Während des Novemberpogroms, am Vormittag des 10. November 1938, wurde auch das Haus der Schwestern Berghoff verwüstet.

Am 3. Dezember 1938 schrieb die Verordnung über den Einsatz des jüdischen Vermögens den Verkauf der jüdischen Immobilien vor. Das kleine Haus Engerstraße 38 fand keinen Käufer, weshalb es seit 1939 vom Kempener Finanzamt verwaltet wurde.

Johanna Berghoff verstarb am 27. Dezember 1938 in Kempen an Krebs.

Im Herbst 1941 erfolgt die Zusammenziehung der Juden in so genannten Judenhäusern. Aus St. Hubert wird Eva Lambertz, die bei ihrem Bruder Isidor Lambertz und dessen Frau Mathilde, Hindenburgstraße (heute: Hauptstraße) 41, wohnt, in das Haus der Schwestern Berghoff gebracht; am 9. Dezember 1941, dem Tag, an dem ihr Bruder und seine Frau ihre Wohnung zur Deportation nach Riga verlassen müssen. Aber meist hält sie sich trotzdem im vertrauten, wenn auch leer stehenden St. Huberter Haus auf.

Am 24. Juli 1942 wurden sämtliche noch in Kempen und St. Hubert verbliebene Juden (außer dem mit einer Arierin verheirateten Max Mendel aus St. Hubert), nach Theresienstadt deportiert. Unter den 16 Juden aus Kempen waren auch die Geschwister Berta (80) und Caroline (77) Berghoff, Engerstraße 38. Dass die Deportation in das Altersgetto Theresienstadt ging, war in Kempen allgemein bekannt. An der Engerstraße wurden die Schwestern Berghoff zu den anderen auf den Lkw kommandiert. Die begleitenden Polizisten befahlen den beiden alten Frauen, sich auf die Ladefläche zu setzen. Daraufhin brachte die Bauernfamilie Nopper, die von ihrem Hof gegenüber, wo bis vor kurzem der Discounter Kaiser’s untergebracht war, den Vorgang beobachtet hatte, den gebrechlichen Frauen zwei Stühle. Aber die Bewacher wehrten ab: „Runter damit! Die brauchen keine Stühle!“[4]

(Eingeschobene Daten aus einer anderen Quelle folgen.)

PR #3346, opened 2021-12-18
replace deprecated concept of "unset" with null

mccanne:
This commit replaces the deprecated concept of unset with Zed null.
Zed does not have unset record fields as a record with an unset
field is simply a different record type without that field.

We also removed the null check from zed.AppendInt and moved it
into zcode where it belongs.


value.go
```diff
@@ -143,14 +143,8 @@ func (v Value) IsNil() bool {
...
 
-// IsUnset returns true iff v is an unset value.  Unset values are represented
-// with a zero-valued Value.  A zero-valued value that is not unset is represented
-// by a non-nil slice for Bytes of zero length.
-func (v Value) IsUnset() bool {
-	return v.Bytes == nil && v.Type != nil
-}
-
-func (v Value) IsUnsetOrNil() bool {
+// IsNull returns true iff v is any type of null
```
nwt, line 146:
```suggestion
// IsNull returns true if and only if v is a null value of any type.
```

nwt (approved):
There are some names and comments in which we should change "unset" to "null", but we can scrub those later.

nwt (approved):
:shipit:

PR #3349, opened 2021-12-18
remove zio/tzngio

nwt:
Move live code to zio/zeekio and remove dead code.


nwt:
I'd rather replace this stuff than move it.

PR #3352, opened 2021-12-19
remove misguided select expressions

mccanne:
Now that we have properly figured out how to traverse values
into a sub-flowgraph, this commit removes the select expression
and expr.Generator, which was never quite right anyway.


compiler/kernel/bufferfilter.go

Als erste der Kempener Deportierten ist am 17. August 1942 Berta Berghoff tot, zwei Tage nach ihrem 81. Geburtstag.

Theresienstadt ist ein Durchgangslager in die Vernichtungs-KZs im Osten. Im Frühherbst 1942 setzen die großen Transporte in die Todeslager ein. Am 29. September wird mit anderen Kempenerinnen Caroline Berghoff nach Treblinka gebracht.[5] Dort sind sie alle umgekommen.

Als Folge der Deportation ging das Haus Engerstraße 38 am 26. November 1942 in das Eigentum des Deutschen Reiches über.[6]

[1] Kreis Viersen Katasteramt (KVK), Mutterrolle Stadt Kempen 296.

[2] Kreisarchiv Viersen (KAV), KK 18302.

[3] Kreisarchiv Viersen, KK 18302.

[4] Mitteilung von Mia Hubbertz (vermittelt durch Ferdinand Sturm), die mit dem Bauern Ferdi Nopper befreundet war und diesen Zwischenfall von ihm erfuhr, vom 29.9.2008.

[5] Theresienstädter Gedenkbuch, S. 427, 429, 433, 455.

[6] KAV KK 22093.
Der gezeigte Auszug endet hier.